To show that a series is geometric, you need to demonstrate that the ratio between consecutive terms is constant. This constant ratio is known as the common ratio, usually denoted as r.
Here's a breakdown of how to do it:
1. Understand Geometric Series and Sequences
- A geometric sequence is a list of numbers where each term is found by multiplying the previous term by a constant r.
- A geometric series is the sum of the terms of a geometric sequence.
2. Calculate the Ratio Between Consecutive Terms
- Take any two consecutive terms in the series. Let's say the terms are an and an+1.
- Calculate the ratio: r = an+1 / an
3. Repeat for Several Pairs of Terms
- Repeat the ratio calculation for several different pairs of consecutive terms in the series. It's crucial to do this for more than just one pair.
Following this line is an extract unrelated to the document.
PR #220, opened 2017-01-30
fix how options are merged

stevesims:
`util._extend` doesn’t support more than two arguments for merging in values, which was meaning that only the default `ember-bootstrap` options would be used, with any overrides from the app being ignored

this fix ensures that the app’s `ember-bootstrap` options don’t get ignored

For example, calculate a2 / a1, a3 / a2, a4 / a3, and so on.
4. Verify the Ratio is Constant
- If the ratio r is the same for all pairs of consecutive terms you tested, then the series is geometric.
Example
Consider the series: 2 + 6 + 18 + 54 + ...
- a1 = 2
- a2 = 6
- a3 = 18
- a4 = 54
Let's calculate the ratios:
- a2 / a1 = 6 / 2 = 3
- a3 / a2 = 18 / 6 = 3
- a4 / a3 = 54 / 18 = 3
Since the ratio is consistently 3, this series is geometric with a common ratio of r = 3.
General Form
A geometric series can be represented in the form:
a + ar + ar2 + ar3 + ...
where:
- a is the first term
- r is the common ratio
In Summary
To prove a series is geometric, calculate the ratio between consecutive terms. If this ratio is constant across multiple pairs of terms, the series is geometric.